В диссертации Шаров отнес к заслугам Платонова его идею о неслучайности и существенной социальной значимости Смуты (вопреки видению, например, Костомарова – как досадного провала, не изменившего ход истории России220
), и этот подход тем более побуждал его самого напряженно думать о первых десятилетиях века ХХ поперек советских шаблонов «назрелости» и «неотвратимости». В чем заключалась закономерность победы в революции крайней партии, как ей удалось удержать власть и влияние помимо голой силы? Прогноз на будущее давнего историка, с явной оглядкой на французских якобинцев, еще за год до введения нэпа: «Эволюция, причем практики сначала поедят идеологов, а потом сами будут поглощены спекулянтами»221, – если и сработал, то очень нескоро. Почему идеология (в широком смысле) оказалась сильнее, чем думалось многим трезвым наблюдателям?Здесь мы подходим к другому Платонову – Андрею, который по воронежским юношеским привязанностям и по еще ранее читанному самиздатскому «Котловану» был для Шарова важен и существенен, в том числе и как голос провинции, пробивающийся и через нестройный столичный шум. И в публикациях 1990‐х, и в главах писательского учебника о русской «литературной матрице», и в одном из последних публицистических текстов к столетию революции 1917 года именно проза Андрея Платонова (и просвечивающий сквозь нее проект «Общего дела» Николая Федорова) становится у Шарова ключом к пониманию и масштаба революционного переворота, и его укорененности в русской истории: «Должен сказать, что на всю первую половину русского ХX века я давно уже смотрю через Платонова и понимаю ее во многом благодаря ему»222
.Для чувства дистанции и в то же время сохранения связи, художественной эмпатии по отношению к миру героев Андрея Платонова одной холодной трезвости (в духе Сергея Платонова) или иронического превосходства, «великолепного презренья» (в духе Михаила Булгакова) совершенно недостаточно. Ведь перед нами, говоря языком Мераба Мамардашвили, напоминавшего о «необходимости иррациональных выражений», своего рода «превращенная форма» – если даже и химера, то уж точно не просто фикция, иллюзия. Реконструкция мира, ушедшего в прошлое, «данность иного» у обоих Платоновых представлены неравным образом. Идея государственного преемства и чувство религиозной традиции, столь важные для петербургского историка, вообще как будто устраняли, переводили в плоскость позитивистских научных процедур саму проблему несводимости «нынешнего» и «стародавнего» взглядов (людей начала XVII и ХX века). В революционном мире воронежского писателя историческая дистанция, по сути, в расчет не принималась, но загадкой и задачей для постижения у Шарова становились сам этот, отделенный всего лишь полувеком, мир неслучившегося будущего и его вдохновенный певец.

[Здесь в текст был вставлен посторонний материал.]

PR #758, opened 2018-03-28
Log errors in work peer client

cryptocode:
Also fix log output where port was reported as an error code

### DIFF
--- a/rai/node/node.cpp
+++ b/rai/node/node.cpp
@@ -2176,27 +2176,27 @@ public:
 											}
 											else
 											{
-												BOOST_LOG (this_l->node->log) << boost::str (boost::format ("Work peer %1% responded with an error %2%") % connection->address % connection->port);
+												BOOST_LOG (this_l->node->log) << boost::str (boost::format ("Work peer responded with an error %1% %2%: %3%") % connection->address % connection->port % connection->response.result ());
 												this_l->failure (connection->address);
 											}
 										}
 										else
 										{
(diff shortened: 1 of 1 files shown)


rai/node/node.cpp
```diff
@@ -2176,27 +2176,27 @@ class distributed_work : public std::enable_shared_from_this<distributed_work>
...
-											BOOST_LOG (this_l->node->log) << boost::str (boost::format ("Unable to read from work_peer %1% %2%") % connection->address % connection->port);
+											BOOST_LOG (this_l->node->log) << boost::str (boost::format ("Unable to read from work_peer %1% %2%: %3%") % connection->address % connection->port % ec);
 											this_l->failure (connection->address);
 										}
 									});
 								}
 								else
 								{
-									BOOST_LOG (this_l->node->log) << boost::str (boost::format ("Unable to write to work_peer %1% %2%") % connection->address % connection->port);
+									BOOST_LOG (this_l->node->log) << boost::str (boost::format ("Unable to write to work_peer %1% %2%: %3%") % connection->address % connection->port % ec);
```
clemahieu: Do we want to see the code or ec.message()?

cryptocode: Good question. Not sure if a message is always present, so maybe both? Error message with code in parenthesis sound good?

clemahieu: Oh yea, that's a good idea.

cryptocode: Updated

Для уяснения идей Андрея Платонова Шаров не мог (и не хотел, расходясь в этом со многими ровесниками и собеседниками) напрямую пользоваться надежными рецептами – вроде тех, что Сергей Платонов опробовал на Смуте XVII века223
. Шаров явно избегает открыто западнического, нарочито «здравомысленного» видения русской истории, как у Александра Янова; и накопленные либеральной историософией от Павла Милюкова до Натана Эйдельмана рецепты отстранения («внешний взгляд») не кажутся ему художественно действенными. К утраченной особой реальности мира чевенгурцев Шарову нужно было подступиться, не абсолютизируя эту инаковость искателей последней правды, но размышляя о ней, ощущая и сознавая причастность себя, своей семьи к миру революции, понимаемой как «конец времен»224. Ведь именно этот тип мысли и действия не отпускал его в художественных текстах, неизменно притягивал его писательское внимание.